$L_infty $ Markov and Bernstein Inequalities for Freud Weights

Abstract

Let $W(x): = e^{ - Q(x)} $, $x \in \mathbb{R}$ where $Q(x)$ is even and continuous in $\mathbb{R}$, $Q(0) = 0$, and $Q''$ is continuous in $(0,\infty )$ with $Q'(x) > 0$ in $(0,\infty )$, and for some $C_1 $, $C_2 > 0$, \[ C_1 \leqq {{(xQ'(x))'} / {Q'(x) \leqq C_2 ,\quad x \in (0,\infty ).}}\] For example, $Q(x): = | x |^\alpha ,\alpha > 0$, satisfies these hypotheses.

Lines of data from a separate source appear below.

PR #1255, opened 2017-12-18
Introduce Adaptive Back Pressure to Pending Batches

peterschwarz:
Introduces adaptive back pressure on the pending batch queue.  

The amount of batches allowed in the pending queue at any point in time is predicted using a rolling average of batches committed per block.  This is initialized to 30 (the equivalent to 1 transaction per second, with a 30 second wait time), and updated on each block commit.

New batches are rejected before any processing can take place if the pending batch queue exceeds 2 * the average, giving it a geometric increase in batches if all are committed.

Supersedes #1221

### DIFF
--- a/integration/sawtooth_integration/tests/intkey_client.py
+++ b/integration/sawtooth_integration/tests/intkey_client.py
@@ -17,6 +17,7 @@ import time
 from urllib.parse import urlparse, parse_qs
 
 from sawtooth_cli.rest_client import RestClient
+from sawtooth_cli.exceptions import CliException
 from sawtooth_cli.exceptions import RestClientException
 from sawtooth_intkey.intkey_message_factory import IntkeyMessageFactory
 
@@ -31,9 +32,20 @@ class IntkeyClient(RestClient):
     def send_txns(self, txns):
         batch = self.factory.create_batch(txns)
 
-        response = self.send_batches(batch)
-        id_query = urlparse(response['link']).query
-        return parse_qs(id_query)['id'][0]
+        attempts = 0
+        response = None
+        while True:
+            try:
+                response = self.send_batches(batch)
+                id_query = urlparse(response['link']).query
+                return parse_qs(id_query)['id'][0]
+            except CliException:
+                if attempts < 8:
+                    print('responding to back-pressure, retrying...')
+                    attempts += 1
+                    time.sleep(0.2 * (2 ** attempts))
+                else:
+                    raise
 
     def recent_block_signatures(self, tolerance):
         return self.list_block_signatures()[:tolerance]
--- a/protos/client_batch_submit.proto
+++ b/protos/client_batch_submit.proto
@@ -62,12 +62,15 @@ message ClientBatchSubmitRequest {
 //   * OK - everything with the request worked as expected
 //   * INTERNAL_ERROR - general error, such as protobuf failing to deserialize
 //   * INVALID_BATCH - the batch failed validation, likely due to a bad signature
+//   * QUEUE_FULL - the batch is unable to be queued for processing, due to
+//        a full processing queue.  The batch may be submitted again.
 message ClientBatchSubmitResponse {
     enum Status {
         STATUS_UNSET = 0;
         OK = 1;
         INTERNAL_ERROR = 2;
         INVALID_BATCH = 3;
+        QUEUE_FULL = 4;
     }
     Status status = 1;
 }
--- a/rest_api/openapi.yaml
+++ b/rest_api/openapi.yaml
@@ -53,6 +53,8 @@ paths:
                 $ref: "#/definitions/Link"
         400:
           $ref: "#/responses/400BadRequest"
+        429:
+          $ref: "#/responses/429TooManyRequests"
         500:
           $ref: "#/responses/500ServerError"
         503:
@@ -472,6 +474,10 @@ responses:
       $ref: "#/definitions/Error"
   404NotFound:
     description: Address or id did not match any resource
+    schema:
+      $ref: "#/definitions/Error"
+  429TooManyRequests:
+    description: Too many requests have been made to process batches
     schema:
       $ref: "#/definitions/Error"
   500ServerError:
--- a/sdk/examples/intkey_python/sawtooth_intkey/client_cli/intkey_workload.py
+++ b/sdk/examples/intkey_python/sawtooth_intkey/client_cli/intkey_workload.py
@@ -133,15 +133,17 @@ class IntKeyWorkload(Workload):
 
                 batch_list = batch_pb2.BatchList(batches=[batch])
 
-                post_batches(key.url, batch_list, auth_info=self._auth_info)
+                (code, _) = post_batches(key.url, batch_list,
+                                         auth_info=self._auth_info)
 
-                with self._lock:
-                    self._pending_batches[batch.header_signature] = \
-                        IntKeyState(
-                        name=key.name,
-                        url=key.url,
-                        value=key.value + 1)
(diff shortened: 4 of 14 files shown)


integration/sawtooth_integration/tests/intkey_client.py
```diff
@@ -31,9 +32,20 @@ def __init__(self, url, wait=30):
     def send_txns(self, txns):
         batch = self.factory.create_batch(txns)
 
-        response = self.send_batches(batch)
-        id_query = urlparse(response['link']).query
-        return parse_qs(id_query)['id'][0]
+        attempts = 25
```
vaporos: This should perhaps use exponential back-off up to some limit.  This would allow retrying sub-second initially but then back off to something slow like 8s or 16s.

validator/sawtooth_validator/networking/dispatch.py
```diff
@@ -202,6 +202,10 @@ def _determine_next(self, message_id, future):
             LOGGER.exception("Dispatcher timeout waiting on handler result.")
             raise
 
+        if res is None:
+            LOGGER.debug('Ignoring result previous error')
```
vaporos: This logging statement should be clearer and include more information as to the context.

sdk/examples/intkey_python/sawtooth_intkey/client_cli/intkey_workload.py
```diff
@@ -133,15 +133,17 @@ def on_batch_committed(self, batch_id):
...
+                                         auth_info=self._auth_info)
+
+                if code == 202:
+                    with self._lock:
+                        self._pending_batches[batch.header_signature] = \
+                            IntKeyState(
+                            name=key.name,
+                            url=key.url,
+                            value=key.value + 1)
+                    self.delegate.on_new_batch(batch_id, key.url)
```
aludvik: Do we want any visibility on when a batch is rejected? In this case, is the batch just dropped?

validator/sawtooth_validator/journal/publisher.py
```diff
@@ -714,3 +726,25 @@ def has_batch(self, batch_id):
...
+    @property
+    def value(self):
+        return self._current_average
+
+    def update(self, sample):
+        """Add the sample and return the updated average.
+        """
+        self._samples.append(sample)
+
+        self._current_average = sum(list(self._samples)) / len(self._samples)
```
aludvik: You do not need to convert deque to a list: https://docs.python.org/3/library/collections.html#deque-recipes

validator/sawtooth_validator/journal/publisher.py
```diff
@@ -498,6 +498,16 @@ def queue_batch(self, batch):
         for observer in self._batch_observers:
             observer.notify_batch_pending(batch)
 
+    def can_accept_batch(self):
+        can_accept = len(self._pending_batches) < \
+            (2 * self._publish_count_average.value)
```
aludvik: Can you add a comment explaining the logic behind using this calculation to determine the high-water mark?

validator/sawtooth_validator/journal/back_pressure_handlers.py
```diff
@@ -0,0 +1,67 @@
...
+    """
+
+    def __init__(self, can_accept_fn):
+        self._can_accept = can_accept_fn
+
+    def handle(self, connection_id, message_content):
+        gossip_message = GossipMessage()
+        gossip_message.ParseFromString(message_content)
+        if gossip_message.content_type == GossipMessage.BATCH and \
+                not self._can_accept():
```
aludvik: Why do we need to deserialize before checking can_accept()?

peterschwarz: We don't want to reject blocks, which also come on this message, so we need to know what the content type is.

sdk/examples/intkey_python/sawtooth_intkey/client_cli/intkey_workload.py
peterschwarz: We do log a message on the failure with the error code and status message, in the call to post batches.  We could add one that logs something more specific to the 429 error that results here.  

This fix also corrects a case where the rest api is returning any non-202 status - it previously was assuming that all submits resulted in a successful submission (regardless if the batch is committed).

peterschwarz:
Also fixes: [STL-958](https://jira.hyperledger.org/browse/STL-958) with commit 
5e99768

peterschwarz:
Taking out the logging of back pressure.  Will re-consider what and how to log this state in a future PR, as the implementation in this PR is noisy.

peterschwarz:
Added a commit for logging entering and exiting back pressure conditions

protos/client_batch_submit.proto
```diff
@@ -62,12 +62,15 @@ message ClientBatchSubmitRequest {
...
 //   * INVALID_BATCH - the batch failed validation, likely due to a bad signature
+//   * QUEUE_FULL - the batch is unable to be queued for processing, due to
+//        a full processing queue.  The batch may be submitted again.
 message ClientBatchSubmitResponse {
     enum Status {
         STATUS_UNSET = 0;
         OK = 1;
         INTERNAL_ERROR = 2;
         INVALID_BATCH = 3;
+        QUEUE_FULL = 4;
```
vaporos: This compatibility change should be noted in the release notes for the next RC version.

rest_api/openapi.yaml
```diff
@@ -53,6 +53,8 @@ paths:
                 $ref: "#/definitions/Link"
         400:
           $ref: "#/responses/400BadRequest"
+        429:
```
vaporos: This should also be mentioned explicitly in the release notes for the next RC.

validator/sawtooth_validator/journal/back_pressure_handlers.py
```diff
@@ -0,0 +1,57 @@
...
+
+    def __init__(self, can_accept_fn):
+        self._can_accept = can_accept_fn
+        self._applying_backpressure = False
+
+    def handle(self, connection_id, message_content):
+        if not self._can_accept():
+            if not self._applying_backpressure:
+                self._applying_backpressure = True
+                LOGGER.info(
```
vaporos: This logs too frequently and can be determined client-side.  Suggest either not logging or replacing with a metric.

validator/sawtooth_validator/journal/publisher.py
```diff
@@ -499,6 +506,12 @@ def queue_batch(self, batch):
         for observer in self._batch_observers:
             observer.notify_batch_pending(batch)
 
+    def can_accept_batch(self):
+        # Limit the number of batches to 2 times the publishing average.  This
+        # allows the queue to grow geometrically, if the queue is drained.
+        return len(self._pending_batches) < \
+            (2 * self._publish_count_average.value)
```
vaporos: It may be desirable for "2" to be a configurable settings (a float) so that we can do some testing for the right value to use.  Short of that, perhaps defining as a constant at the top of the file so it's easy to change for that purpose.

validator/sawtooth_validator/journal/back_pressure_handlers.py
peterschwarz: This only logs when entering the back pressure state, and another when exiting the state.  So at most, it logs twice per block commit

jsmitchell:
To what degree do we need to update the workload tools to reattempt the same transaction on QUEUE_FULL rather than moving onto the next transaction?

peterschwarz:
We would need to add a backoff resubmit, like I included in the integration intkey client.  It should be relatively simple.

peterschwarz:
Rebased against master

This paper proves the Markov-type inequality \[ \left\| {P'W} \right\|_{L_\infty (\mathbb{R})} \leqq \left\{ {\int_1^{C_3 n} {{{ds} / {Q^{[ - 1]} }}(s)} } \right\}\| {PW} \|_{L_\infty (\mathbb{R})} ,\] degree $(P) \leqq n$. Here $C_3 $ is some constant and $Q^{[ - 1]} $ is the inverse function of Q. Further, we prove the Bernstein-type inequality \[\left| {(PW)'(x)} \right| \leqq C_4 \| {PW} \|_{L_\infty (\mathbb{R})} \left\{ {\int_{Q(\max \{ {1,| x |}\})}^{C_3 n} {{{ds} / {Q^{[ - 1]} (s)}}} } \right\},\quad | x | \leqq \eta a_n ,\] and \[\left| {(PW)'(x)} \right| \leqq C_5 \| {PW} \|_{L_\infty (\mathbb{R})} \left( {{n / {a_n }}} \right)\max \left\{ {n^{{{ - 2} / 3}} ,1 - \frac{{| x |}}{{a_n }}} \right\}^{{1 / 2}} ,\quad | x | \geqq \eta a_n .\] Here degree $(P) \leqq n$, $\eta $ is any number in $(0,1)$, $a_n $ an is the Mhaskar–Rahmanov–Saff number for W, and if $Q'(0)$ does not exist, x must be excluded near zero.